Sire Loran affichait un sourire sinistre, comme celui que j'avais vu sur son visage lors de la bataille des Monts Noirs, quand nous avions su si bien mettre en déroute et occire jusqu'au dernier un fort parti Sangrelin.
" Vous allez garder votre charge d'intendant. Et nous remettre les pierres précieuses qui dorment dans le double fond du coffre de chêne où vous rangez votre linge sale dans le grenier de votre demeure d'été. Je vais vous faire accompagner par quelques uns de mes hommes, pour m'assurer que vous n'en oubliez pas une seule. Ne dites rien, Jossum. N'accroissez pas votre discrédit. Je serais trop heureux de vous passer ma fidèle épée au travers de votre bedaine, comme je le ferais demain si vous osez détourner encore une seule piécette des dons de nos pauvres pèlerins. Sur ce, messieurs, je vous quitte et vous laisse avec Johah de Virlombe et Honorin de Mesline, mes fidèles lieutenants qui attendent derrière cette porte et vous accompagneront là où je vous demande d'aller. Moi, j'ai à faire... Viens, mon écuyer ! "

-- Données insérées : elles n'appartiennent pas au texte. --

PR #647, opened 2024-10-09
CPR-398 Create Unmerge records

H-Iwanejko:


src/test/kotlin/uk/gov/justice/digital/hmpps/personrecord/config/MessagingMultiNodeTestBase.kt
```diff
@@ -206,9 +206,11 @@ abstract class MessagingMultiNodeTestBase : IntegrationTestBase() {
     pnc: String?,
     crn: String = randomCRN(),
     cro: String = randomCro(),
+    title: String = randomName(),
     additionalInformation: AdditionalInformation? = null,
     prisonNumber: String = "",
-    prefix: String = randomName(),
```
markreesmoj, line 211: ❤️ Love the continuous improvements in this area

src/main/kotlin/uk/gov/justice/digital/hmpps/personrecord/service/TelemetryService.kt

Je suivis mon maitre jusqu'à sa modeste chambre à la caserne. Là, il se défit de son grand manteau blanc, sortit d'un coffre deux longues capes noires munies d'un ample capuchon et m'en tendit une.
" Maitre, où allons nous ?
- Fais silence, jeune homme. Il est temps pour toi d'apprendre que nos plus belles victoires se gagnent parfois en laissant l'épée au fourreau "

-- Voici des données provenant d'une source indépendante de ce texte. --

PR #648, opened 2024-10-10
CPR-79 fix dependency

H-Iwanejko:


build.gradle.kts
```diff
@@ -30,6 +30,7 @@ dependencies {
   implementation("com.microsoft.azure:applicationinsights-logging-logback:2.6.4")
   implementation("org.springframework.cloud:spring-cloud-starter-openfeign:4.1.3")
   implementation("org.springframework.security:spring-security-config:6.3.3")
+  implementation("commons-io:commons-io:2.17.0")
```
markreesmoj, line 33: We do not have a direct dependency on this, I assume, so something else is probably bringing it in?
I assume we are just trying to make sure we get this version as a transitive dependency?

If so, can we do something like the line directly below instead, putting it in a `constraints` block? That makes our dependency on it a bit clearer.

H-Iwanejko: Updated 👍

markreesmoj (approved):
👍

Nous sortîmes de la caserne par une porte dérobée et nous dirigeâmes vers la sortie nord de la ville. La porte était gardée par des frères de l'ordre qui nous laissèrent passer sans nous arrêter. La lune était pleine et nous marchâmes une bonne heure pour atteindre une plage. Là, assise sur un rocher, une dame revêtue d'un grand manteau blanc semblait nous attendre.

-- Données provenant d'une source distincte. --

PR #649, opened 2024-10-10
CPR-430-create-event-logging-table

JunaedAhmedMOJ:


src/main/resources/db/migration/V63__add_event_logging_table.sql
```diff
@@ -0,0 +1,17 @@
...
+----------------------------------------
+
+DROP TABLE IF EXISTS event_logging;
+CREATE TABLE IF NOT EXISTS event_logging
+(
+    id                                      UUID        PRIMARY KEY,
+    before_data                             JSONB       DEFAULT NULL,
+    processed_data                          JSONB       DEFAULT NULL,
+    source_system_id                        TEXT        DEFAULT NULL,
+    data source                             TEXT        DEFAULT NULL,
```
H-Iwanejko, line 11: missing an underscore `data_source `

src/main/resources/db/migration/V63__add_event_logging_table.sql
```diff
@@ -0,0 +1,18 @@
...
+----------------------------------------
+
+DROP TABLE IF EXISTS event_logging;
+CREATE TABLE IF NOT EXISTS event_logging
+(
+    id                                      UUID        PRIMARY KEY,
+    before_data                             JSONB       DEFAULT NULL,
+    processed_data                          JSONB       DEFAULT NULL,
+    source_system_id                        TEXT        DEFAULT NULL,
+    UUID                                    UUID        DEFAULT NULL,
```
H-Iwanejko, line 11: might as well keep this lower case as well

H-Iwanejko (approved):

src/main/resources/db/migration/V63__add_event_logging_table.sql
markreesmoj: Is this the personKey? If so should it be a foreign key? Also should it be named person_key?

src/main/resources/db/migration/V63__add_event_logging_table.sql
```diff
@@ -0,0 +1,18 @@
+BEGIN;
+----------------------------------------
+
+DROP TABLE IF EXISTS event_logging;
+CREATE TABLE IF NOT EXISTS event_logging
+(
+    id                                      UUID        PRIMARY KEY,
+    before_data                             JSONB       DEFAULT NULL,
+    processed_data                          JSONB       DEFAULT NULL,
+    source_system_id                        TEXT        DEFAULT NULL,
```
markreesmoj, line 10: Is this actually an ID?
Looks like a string

`source-system` maybe

src/main/resources/db/migration/V63__add_event_logging_table.sql
```diff
@@ -0,0 +1,18 @@
...
+    uuid                                    UUID        DEFAULT NULL,
+    data_source                             TEXT        DEFAULT NULL,
```
markreesmoj, line 12: Not sure what this is but it will probably become clearer when the code which uses it goes in!
You can safely ignore these comments until then I reckon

Parrot fit glisser son capuchon, découvrant ainsi son visage, m'invita d'un geste à faire de même et s'approcha de la dame. Elle était blonde avec un beau visage lumineux. Elle adressa à mon maitre un doux sourire, celui de quelqu'un qui retrouve un vieil ami.
" Bonsoir, Loran
- Je suis hélas au regret de vous informer que le grand cardinal n'est plus. Il n'a pas supporté l'exposition de ses vices devant deux de ses conseillers. Son coeur était aussi fragile que vous me l'aviez dit
- N'importe qui absorbe un mélange d'éphéline et de koselte a le coeur fragile.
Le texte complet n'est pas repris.